Chiralium deposits appear more frequently, and seemingly in larger clusters, inside Timefall and around BTs. Obviously that’s a bit of a problem. BTs are dangerous and Timefall will erode not only your packages, but also equipment like your Power Skeleton.
There’s a useful trick around this, though! You can just bump down the difficulty on Chiralium runs. Assuming you don’t care about trophies, the only rewards for higher difficulty are personal satisfaction and better delivery rankings. And if you just care about the rankings, you can simply kick the difficulty back up before returning to main and side missions. You can do this as many times as you like in Death Stranding.
Stay Focused – Death Stranding Road Guide
Death Stranding roads take a lot of time, effort, and materials. Those same materials can be a pain to haul. It’s easy to go out on a run for items, start heading back, and suddenly realize you could just stop partway by dumping minerals into a different auto paver. But don’t get distracted! Unless your load is completely full, and some nearby Metals or Ceramics would otherwise go to waste, make the whole trip. It’s way better to focus on just one road than spread it out between multiple at a time. That’s because building a strip of pavement will make subsequent building much, much easier.
Excess Doesn’t Help Anyone – Death Stranding Road Guide
Honestly, one of the more frustrating aspects of Death Stranding is that raw materials function the same as singular packages. By that I mean you can’t dump a specific number of Metals or Resin into an auto paver and get your road without wasting anything. You have to dump the full amount, whatever that may be, into an incomplete structure.
That’s usually not a problem! Ninety-nine percent of the materials you deliver will just go towards the total. And if you’re not the one to actually finish the road, you won’t have to worry about overage at all. But let’s say you do finish building a road. Odds are that you will deliver more than the exact amount necessary — and lose the overage in the process.

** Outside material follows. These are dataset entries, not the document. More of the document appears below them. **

PR #838, opened 2020-08-25
deps: upgrade Babel preset-env, remove now redundant plugins

agilgur5:
## Description

- optional-chaining and nullish-coalescing are now part of
  `@babel/preset-env`, so no need to explicitly install or configure
  them anymore
  - left in the regression tests though!
  - previously they were new syntax and TSDX adopted them as soon as
    they landed in TS
  - can view current compat table here:
    https://github.com/babel/babel/blob/e498bee10f0123bb208baa228ce6417542a2c3c4/packages/babel-compat-data/data/plugins.json#L24

- update autoprefixer integration test because browserslist and
  caniuse-lite were updated to more recent compat tables
  - `-webkit-input-placeholder` is no longer needed, but some others
    are, so switch to checking for `-moz-placeholder`
  - this probably fixes that "caniuse-lite is out-of-date" warning I
    was getting occassionally in CI
    - didn't get locally probably because I didn't install with
      `--frozen-lockfile` locally, unlike in CI

## Tags

#370 added this shortly after the syntax landed in TS.

## Misc Notes

Been meaning to do this for a while and finally got to it


agilgur5:
Huh... `rollup-plugin-postcss` integration test is failing now... instead of the syntax regression tests... well that's odd

agilgur5:
Yea it's just completely ignoring the CSS import in the output... wut...

agilgur5:
Ohhh it changed the output of autoprefixer a bit... I guess because the `browserslist` / `caniuse` compat table was updated to something more reflective of today and so `-webkit-input-placeholder` is no longer necessary.

PR #846, opened 2020-08-31
env/deps: remove greenkeeper.json, configure dependabot.yml

### LINKED ISSUE #839: Setup dependabot.yml
GitHub recently acquired Dependabot and there is a new GitHub-native way to do the setup.

https://docs.github.com/en/github/administering-a-repository/enabling-and-disabling-version-updates

@agilgur5 docs seem pretty straightforward. I enabled it on tsdx via the dependabot app, but it appears that the yaml config allows for more granular control over things. I think we can safely set it to for weekly checks. As for rest of setup (ie auto-rebasing and automerging and pr limits), I will leave those decisions to you.

agilgur5:
## Description

- Greenkeeper has shut down, Snyk has been incredibly annoying and can't
  be configured in the codebase (installed by Jared and could only be
  configured by Jared), so use native Dependabot now
  - GitHub acquired Dependabot a little over a year ago and it is what
    powers GitHub vulnerability updates

- set-up sensible defaults with YAML anchor/alias
  - to only make PRs weekly, not spam daily
  - to only make PRs for deps, not devDeps
  - to only increase version when necessary, not for every patch and
    minor bump when a dep isn't pinned anyway
  - to use "deps:" prefix similarly to what I use

- set-up Dependabot to ignore /website entirely, for dep upgrades and
  vulnerabilities, as it is not a published package and doesn't really
  have an attack surface area
  - should only be updated as needed, not whenever a dep is upgraded

- temporarily ignore "/" as well because it's currently being updated so
  don't want duplication spam
  - but leave security PRs on, only dep upgrades off

## Tags

Fixes #839 
Follow-up to #815 which didn't work and [Snyk's removal](https://github.com/formium/tsdx/pull/770#issuecomment-679967132).

Closing a few PRs [as unnecessary](https://github.com/formium/tsdx/pull/807#issuecomment-679448859) since they update the `/website` dir, which isn't a published library and doesn't really have an attack surface:
- Closes #818 
- Closes #786


agilgur5:
Test failure is a timeout that's been happening occasionally on macOS runs on GitHub (not limited to this repo), overriding and merging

While this is unavoidable, you can at least reduce the total loss. Just go to an outpost in the Chiral Network! There you can “recycle” materials like Metals, adding them to an overall pool of resources. Then select “Claim Materials” from the terminal. This way you can select from a variety of package sizes. If you only need 190 Metals to finish a road, for example, you can grab a box of 200 to complete the job, instead of 400. This will save you a lot of hassle in the long run!
On the bright side, none of this applies to Chiralium. The precious mineral is the only one of its kind that can be added a structure in manually selected amounts. It also doesn’t go into packages like other crafting materials. Feel free to carry as much as you want to any given structure!

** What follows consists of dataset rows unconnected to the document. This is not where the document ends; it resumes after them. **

PR #211, opened 2013-04-14
Test for headerid extension

benjaoming:
Thought it'd be nice to have this test, ie. there was a bug recently due to `elem.id` instead of `elem.get(id)` - this should now be caught.

Have a nice day :)

### DIFF
--- a/tests/extensions/headerid.html
+++ b/tests/extensions/headerid.html
@@ -1,0 +1,8 @@
+<h1 id="header-1">Header 1</h1>
+<h2 id="header-2">Header 2</h2>
+<h3 id="header-3">Header 3</h3>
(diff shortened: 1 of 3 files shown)


waylan:
@benjaoming the HeaderId extension is tested in the [unit tests](https://github.com/waylan/Python-Markdown/blob/master/tests/test_extensions.py#L185). What does this add that we're not already testing there? Wouldn't it make more sense to add any new tests there?

benjaoming:
Aha, that explains. Wasn't ware of the unit tests - ran into the problem on 2.1.1, found the fix, and thought it had gone unnoticed due to missing tests, since there was no tests/extensions/headerid.txt present.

Check and Build Towers – Death Stranding Road Guide
Watchtowers are some of the most underappreciated constructs in Death Stranding. They function like a supercharged version of your Odradek scanner — marking lost cargo, materials, enemies, and more with holographic icons in all directions. You just need to look in an item’s general direction to have it placed on your screen. Make sure to look in 360 degrees around the watchtower!

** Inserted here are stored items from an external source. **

PR #226, opened 2013-06-28
Fix issue when second value of captured group is None

nosuchip:
It is possible to create a regexp with named groups which evaluates some groups values to `None` like in following example:

```
import re

rx_pattern = r'([^(]|^)(http|https)://(?:www.|)vimeo\.com/(?P<vimeoid>\d+)(?:\[(?P<width>\d+|),\s*,\s*(?P<height>\d+|)\]|)\S*'
test_str = "http://vimeo.com/45678967234"

rx = re.compile(rx_pattern)
matches = rx.search(test_str)
print matches.groups()   # >>> ('', 'http', '45678967234', None, None)
```

In this case serializator failed when trying to find something inside string which is `None`

### DIFF
--- a/markdown/serializers.py
+++ b/markdown/serializers.py
@@ -150,7 +150,7 @@ def _serialize_html(write, elem, qnames, namespaces, format):
                 _serialize_html(write, e, qnames, None, format)
         else:
             write("<" + tag)
-            items = elem.items()
+            items = [item for item in elem.items() if item[1] != None]
             if items or namespaces:
                 items.sort() # lexical order
                 for k, v in items:


waylan:
Is None being passed to the serializer by any code in the markdown codebase?  Or is this only occurring with some third-party extension? If it is the former, shouldn't we fix the problem at the source? If it is only the latter, then it seems that the solution is to write a better extension which doesn't insert None into ElementTree objects. ElementTree is in the python standard library and has never worked with None values. Why should markdown's (slightly modified) serializer be any different? The only reason we don't use ElementTree's default serializer (we used to) is because it was built for xml and we needed better (valid) html output. Even so, that doesn't change "garbage in, garbage out".

My point is that this patch feels more like a bandaid that addresses the symptom rather than the problem. Why should we add another loop, reducing parsing speed, just in case an extension author doesn't properly test her extension?

I realize that's a lot of questions. But I'll need satisfactory answers to at least some of them before accepting this pull request. Maybe I'm missing something obvious, but is seems to me that a better solution is to document this in the extension API docs.

waylan:
I'm closing this "wontfix" for the reasons stated in my previous comment. An extension author needs to make sure his/her extension never inserts None values into ElementTree. This is easy enough with something like `element.text = somematch or ''`.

The major benefit here is that it will show you materials and Chiralium in a much wider radius than normal. That way you don’t have to walk in a random direction, spamming the scanner button, and hoping you will find what you need. You can just plot a course directly from the tower. The building also lets you create custom waypoints without opening the map! Just press the Square button on whatever point you want to walk towards.
And that’s that! Thanks for taking the time to read our guide to building roads in Death Stranding. We hope it helps you make the most out of auto pavers and the like. Even if you don’t need a road, personally, it’s a great way to help out other players and passively earn Likes in the process. Have fun!